== What is needed ==
Look through the entries below and extract exactly the lines from the one containing "PR #368, opened 2019-04-02" through the one containing "- currently for", ends included.

-- Supplied data follows --

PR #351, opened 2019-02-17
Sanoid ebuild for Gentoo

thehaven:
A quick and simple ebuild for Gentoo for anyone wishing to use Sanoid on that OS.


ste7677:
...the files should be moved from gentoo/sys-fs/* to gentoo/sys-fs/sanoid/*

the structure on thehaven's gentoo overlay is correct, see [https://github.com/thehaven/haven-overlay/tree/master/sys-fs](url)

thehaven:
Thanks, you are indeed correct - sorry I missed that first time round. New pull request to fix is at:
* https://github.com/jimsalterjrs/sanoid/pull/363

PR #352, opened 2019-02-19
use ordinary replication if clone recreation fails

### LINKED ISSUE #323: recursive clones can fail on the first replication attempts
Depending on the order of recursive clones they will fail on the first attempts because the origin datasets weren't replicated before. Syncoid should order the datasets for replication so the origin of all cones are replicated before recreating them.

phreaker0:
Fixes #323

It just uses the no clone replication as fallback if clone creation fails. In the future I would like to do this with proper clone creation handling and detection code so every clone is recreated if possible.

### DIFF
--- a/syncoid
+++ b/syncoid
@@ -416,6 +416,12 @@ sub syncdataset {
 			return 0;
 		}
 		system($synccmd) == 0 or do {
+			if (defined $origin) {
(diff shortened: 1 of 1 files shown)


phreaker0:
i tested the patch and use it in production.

-- Supplied data concluded --
-- Supplied data follows --

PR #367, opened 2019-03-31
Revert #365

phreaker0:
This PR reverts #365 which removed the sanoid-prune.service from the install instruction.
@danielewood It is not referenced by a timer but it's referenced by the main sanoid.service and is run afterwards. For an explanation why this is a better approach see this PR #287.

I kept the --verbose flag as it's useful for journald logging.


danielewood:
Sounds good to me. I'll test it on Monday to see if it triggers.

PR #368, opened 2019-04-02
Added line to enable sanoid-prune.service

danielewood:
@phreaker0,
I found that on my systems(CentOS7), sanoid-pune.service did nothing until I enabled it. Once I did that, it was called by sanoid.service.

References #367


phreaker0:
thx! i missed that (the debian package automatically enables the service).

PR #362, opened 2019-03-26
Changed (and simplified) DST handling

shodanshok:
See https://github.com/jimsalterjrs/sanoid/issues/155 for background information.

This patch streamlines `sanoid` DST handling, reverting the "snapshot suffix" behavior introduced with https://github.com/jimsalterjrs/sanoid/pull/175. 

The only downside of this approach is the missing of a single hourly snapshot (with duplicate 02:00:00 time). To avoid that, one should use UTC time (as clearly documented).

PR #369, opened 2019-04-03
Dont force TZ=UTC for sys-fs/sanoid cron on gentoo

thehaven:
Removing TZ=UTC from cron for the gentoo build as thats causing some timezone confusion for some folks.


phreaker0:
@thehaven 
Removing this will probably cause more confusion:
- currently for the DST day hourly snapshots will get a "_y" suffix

-- Supplied data concluded --

== Exercise result ==
PR #368, opened 2019-04-02
Added line to enable sanoid-prune.service

danielewood:
@phreaker0,
I found that on my systems(CentOS7), sanoid-pune.service did nothing until I enabled it. Once I did that, it was called by sanoid.service.

References #367


phreaker0:
thx! i missed that (the debian package automatically enables the service).

PR #362, opened 2019-03-26
Changed (and simplified) DST handling

shodanshok:
See https://github.com/jimsalterjrs/sanoid/issues/155 for background information.

This patch streamlines `sanoid` DST handling, reverting the "snapshot suffix" behavior introduced with https://github.com/jimsalterjrs/sanoid/pull/175. 

The only downside of this approach is the missing of a single hourly snapshot (with duplicate 02:00:00 time). To avoid that, one should use UTC time (as clearly documented).

PR #369, opened 2019-04-03
Dont force TZ=UTC for sys-fs/sanoid cron on gentoo

thehaven:
Removing TZ=UTC from cron for the gentoo build as thats causing some timezone confusion for some folks.


phreaker0:
@thehaven 
Removing this will probably cause more confusion:
- currently for the DST day hourly snapshots will get a "_y" suffix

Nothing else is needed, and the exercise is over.